═══ Data ═══

PR #63, opened 2026-08-19
fix(upgrade): verify the version changed, not that it equals the release tag

### LINKED ISSUE #62: vera upgrade --apply reports a successful upgrade as failure when the registry resolves a version other than the GitHub tag
`vera upgrade --apply` verifies that an upgrade took effect by comparing the version the
installer recorded against the version derived from the GitHub release tag:

```rust
// crates/vera-cli/src/commands/upgrade.rs
fn applied_version_mismatch(method: &str, latest: Option<&str>, installed: Option<&str>) -> Option<String> {
    let (latest, installed) = (latest?, installed?);
    if installed == latest {
        return None;
    }
    ...
}
```

Those two values come from different sources. `latest` is read from the GitHub release, while
`installed` is whatever the package manager actually resolved. When they disagree for any reason
other than a stale registry, a **successful** upgrade is reported as a failure, the command exits
non-zero, and the hint tells the user to install the GitHub-tag version.

## Impact

If the registry is *ahead* of the GitHub release, the hint advises a downgrade.

| current | GitHub `latest` | installer resolved | reported | actual |
|---|---|---|---|---|
| 1.0.0 | 1.0.1 | 1.0.1 | success | correct |
| 1.0.0 | 1.0.1 | **1.0.2** | **failure**, "install 1.0.1" | upgraded fine, hint is a downgrade |
| 1.0.0 | 1.2.0 | **1.1.0** | **failure**, "install 1.2.0" | upgraded fine |
| 1.0.0 | 1.0.1 | 1.0.0 | failure | correct, this is the real no-op |

Only the last row is the condition the check exists to catch. The npm and PyPI wrappers resolve
independently of the GitHub release, so rows 2 and 3 are reachable in normal operation, and this
repository has already seen the two registries drift apart (#35).

## Cause

The success condition asks "does the installed version equal the advertised one" when the question
it needs to answer is "did the installed version change". The no-op being guarded against is
precisely "the installer resolved the version that was already installed", which is a comparison
against the *current* version, not against `latest`.

## Suggested fix

Compare `installed` against `current_version`. That detects the no-op exactly, accepts any genuine
version change regardless of which source resolved it, and no longer requires `latest` to be known
in order to verify at all.

Reported originally as review feedback on #43 by cubic; filing it so it is tracked rather than lost
in a merged PR's thread.

citron07r:
Fixes #62.

Follow-up to review feedback left on #43 by @cubic-dev-ai that was never actioned before that PR
merged. The observation was correct.

## What was wrong

`applied_version_mismatch` treated an upgrade as applied only when the installer-recorded version
equalled the GitHub release tag:

```rust
if installed == latest { return None; }   // success
```

`latest` comes from the GitHub release; `installed` is whatever the package manager resolved. They
are independent sources, so they can disagree without anything being broken. When they did, a
successful upgrade was reported as a failure, `vera upgrade --apply` exited non-zero, and the hint
told the user to install the GitHub-tag build — a downgrade whenever the registry was ahead.

| current | GitHub `latest` | resolved | before | after |
|---|---|---|---|---|
| 1.0.0 | 1.0.1 | 1.0.1 | pass | pass |
| 1.0.0 | 1.0.1 | 1.0.2 | **fail, hints downgrade** | pass |
| 1.0.0 | 1.2.0 | 1.1.0 | **fail** | pass |
| 1.0.0 | 1.0.1 | 1.0.0 | fail | fail (correct: the real no-op) |

Only the last row is what the guard exists to catch, and this repo has already seen npm and PyPI
drift from the GitHub release (#35), so the middle rows are reachable in normal operation.

## What changed

The check now asks whether the installed version *changed*, comparing against `current_version`.
That detects the no-op exactly, accepts a genuine upgrade whichever source resolved it, and no
longer requires `latest` to be known in order to verify at all — the message falls back to "the new
version" when it is absent.

The failure message changed from `expected {latest}, but the installer recorded {installed}` to
`still on {installed}`, which is what actually happened in the no-op case.

## Verification

`cargo test --workspace` 917 passed / 0 failed. `cargo fmt --check` clean.
`cargo clippy -p vera-cli` reports only the five warnings already present on `master`.

Four new tests cover the rows above, including the two that previously failed:

- `accepts_a_version_the_registry_resolved_ahead_of_the_release`
- `accepts_an_intermediate_version_between_current_and_latest`
- `detects_the_no_op_even_when_the_release_version_is_unknown`
- `keeps_a_no_op_upgrade_unapplied`

The existing no-op coverage from #43 is kept and still passes, so the behaviour that PR added is
preserved; only the false failures are removed.

---
## Summary by cubic
Verifies upgrades by checking that the installer’s recorded version changes across the install instead of matching the GitHub release tag. Only trusts a baseline provenance that identifies the running binary and flags downgrades.

- Compares the post‑install recorded version to pre‑install provenance tied to the current binary; change = success, unchanged = failure with “still on {installed}”.
- Uses `semver` (v‑prefix tolerant) to order versions; downgrades (installed < baseline) are failures; unparseable versions yield Unknown.
- Returns Unknown when baseline or post‑install provenance is missing or the baseline does not identify the running binary; `latest` only words the hint (fallback: “new version”); cleans hint text and keeps the Releases fallback.
- Adds tests for registry‑ahead, intermediate versions, downgrades, baseline validation vs running binary, unknown‑`latest` hint wording, and the no‑op; moves the test module to the file bottom.

<sup>Written for commit 92d5a97042d499abc20fc7061637260ff3e28536. Summary will update on new commits.</sup>

<a href="https://cubic.dev/pr/VeraTools/Vera/pull/63?utm_source=github" target="_blank" rel="noopener noreferrer" data-no-image-dialog="true"><picture><source media="(prefers-color-scheme: dark)" srcset="https://www.cubic.dev/buttons/review-in-cubic-dark.svg"><source media="(prefers-color-scheme: light)" srcset="https://www.cubic.dev/buttons/review-in-cubic-light.svg">Review in cubic</picture></a>

## Summary by CodeRabbit

- **Bug Fixes**
  - Improved upgrade verification by comparing the installed version with a validated pre-upgrade baseline.
  - Recognizes successful upgrades when the installed version changes without being a downgrade.
  - Correctly handles no-op upgrades, unavailable release information, and versions with a leading “v”.
  - Reports missing or unparseable version information as unknown instead of incorrectly indicating success or failure.
  - Rejects downgrade results and improves release-version guidance.

- **Tests**
  - Expanded coverage for version validation, ordering, no-ops, downgrades, and unknown versions.

### DIFF
--- a/Cargo.lock
+++ b/Cargo.lock
@@ -4028,6 +4028,7 @@ dependencies = [
  "console 0.16.4",
  "dirs",
  "reqwest",
+ "semver",
  "serde",
  "serde_json",
  "tempfile",
--- a/crates/vera-cli/Cargo.toml
+++ b/crates/vera-cli/Cargo.toml
@@ -17,6 +17,7 @@ vera-serve = { workspace = true }
 clap = { workspace = true }
 serde = { workspace = true }
 serde_json = { workspace = true }
+semver = "1"
 tokio = { workspace = true }
 anyhow = { workspace = true }
 reqwest = { workspace = true }
--- a/crates/vera-cli/src/commands/upgrade.rs
+++ b/crates/vera-cli/src/commands/upgrade.rs
@@ -56,12 +56,22 @@ pub fn run(apply: bool, json_output: bool) -> Result<()> {
         .install_method
         .as_deref()
         .expect("apply requires a resolved install method");
+
+    // Read what the installer recorded *before* running it. The no-op is
+    // "the installer resolved the same version again", so the comparison has to
+    // be against the installer's own previous record. Comparing against the
+    // running binary's version instead would misread a stale or foreign
+    // provenance record as a successful upgrade.
+    let baseline_version = state::load_install_provenance()
+        .ok()
+        .and_then(|provenance| provenance.version);
+
     update_check::apply_update(method)?;
 
     // The installer command exiting 0 does not mean the new version landed. A
     // package registry can lag behind a GitHub release, in which case the
     // installer resolves the version already installed and the upgrade
-    // silently no-ops. Check whether the installed version actually changed
+    // silently no-ops. Check whether the recorded version actually changed
     // rather than reporting success on the exit code alone.
     report.installed_version = state::load_install_provenance()
         .ok()
@@ -69,7 +79,7 @@ pub fn run(apply: bool, json_output: bool) -> Result<()> {
 
     match verification_outcome(
         method,
-        &report.current_version,
+        baseline_version.as_deref(),
         report.latest_version.as_deref(),
         report.installed_version.as_deref(),
     ) {
@@ -97,22 +107,30 @@ pub fn run(apply: bool, json_output: bool) -> Result<()> {
 /// installer keeps resolving the version already installed, every installer
 /// command exits 0, and the upgrade silently no-ops.
 ///
-/// The test is whether the installed version *changed*, not whether it equals
-/// the advertised one. The installer resolves from the package registry while
-/// `latest` comes from the GitHub release, and the two can legitimately differ:
-/// a registry that is ahead of the release, or one that resolves an
-/// intermediate version, still performed a real upgrade. Comparing against
-/// `latest` reports those as failures and points the user at an older build.
+/// The test is whether the installer's own record *changed*, comparing the
+/// provenance written before the install against the one written after.
+///
+/// Not against `latest`: that comes from the GitHub release while the installer
+/// resolves from a package registry, and the two can legitimately differ. A
+/// registry ahead of the release, or one resolving an intermediate version,
+/// still performed a real upgrade, and comparing against `latest` would report
+/// those as failures and point the user at an older build.
+///
+/// Not against the running binary's version either: provenance can be stale or
+/// belong to another installation, so a no-op could leave it differing from the
+/// running version and read as success.
+///
+/// `latest` is used only to word the hint.
 fn applied_version_mismatch(
     method: &str,
-    current: &str,
+    baseline: &str,
     latest: Option<&str>,
     installed: &str,
 ) -> Option<String> {
-    if installed != current {
+    if installed != baseline {
         return None;
     }
-    let target = latest.unwrap_or("the new version");
+    let target = latest.unwrap_or("new version");
     Some(format!(
         "upgrade did not take effect: still on {installed}.\n\
          This usually means the {method} package for {target} has not been published yet, so the \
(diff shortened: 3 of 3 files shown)


citron07r:
Thanks both — four findings, all valid, fixed in `bbf0e4a`. One of them showed my fix was still
wrong in the same family as the original bug.

## The baseline was still the wrong thing to compare against

@cubic-dev-ai's P1 is the substantive one. Comparing post-install provenance against the **running
binary's version** is better than comparing against the release tag, but still not the question the
check needs to answer. Provenance can be stale or belong to another installation, so a no-op can
leave it differing from the running version and be read as a successful upgrade.

The baseline is now the provenance record read **before** `apply_update`:

```rust
let baseline_version = state::load_install_provenance().ok().and_then(|p| p.version);
update_check::apply_update(method)?;
report.installed_version = state::load_install_provenance().ok().and_then(|p| p.version);
```

"Did the installer change its own record" is exactly what a no-op is, and it no longer depends on
provenance agreeing with the running binary. Missing either side yields `Unknown` rather than an
assumed outcome, as suggested.

Pinned by `detects_the_no_op_when_provenance_disagrees_with_the_running_binary`, which fails under
the version I pushed yesterday.

## "the the new version"

Real, and mine. The template says `install the {target} binary` and the fallback was
`"the new version"`. Fallback is now `"new version"`, and
`renders_a_readable_hint_when_the_release_version_is_unknown` asserts the rendered string contains
no `"the the"`.

## The unknown-release path is unreachable — agreed

You are both right that `update_available()` is `false` when `latest_version` is `None`, so `run`
returns before `apply_update` and verification never sees that case. I have not changed the apply
gate: letting `--apply` proceed without knowing the target version is a behaviour change that wants
its own discussion.

What I have done is stop implying otherwise. With the baseline fix, `latest` is used **only to word
the hint**, never for detection, so the `unwrap_or` is wording rather than a correctness fallback,
and the doc comment says so. The claim in my original PR description that it "no longer requires
`latest` to be known in order to verify" was overstated for the code path that actually runs.

## Test module placement

Moved to the file bottom per the Rust path instruction. Worth noting it was already above
`print_report` and `install_method_source_name` before this branch — adding tests to it made an
existing misplacement bigger, so fixing it here seemed right rather than leaving it worse than I
found it.

## Verification

`cargo test --workspace` 917 passed / 0 failed. `cargo fmt --check` clean.
`cargo clippy -p vera-cli` reports only the five warnings already on `master`.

═══

Description of the task: Which of the lines above include the word "already"? Copy each of them.

Written answer:
repository has already seen the two registries drift apart (#35).
precisely "the installer resolved the version that was already installed", which is a comparison
Only the last row is what the guard exists to catch, and this repo has already seen npm and PyPI
`cargo clippy -p vera-cli` reports only the five warnings already present on `master`.
     // installer resolves the version already installed and the upgrade
 /// installer keeps resolving the version already installed, every installer
Moved to the file bottom per the Rust path instruction. Worth noting it was already above
`cargo clippy -p vera-cli` reports only the five warnings already on `master`.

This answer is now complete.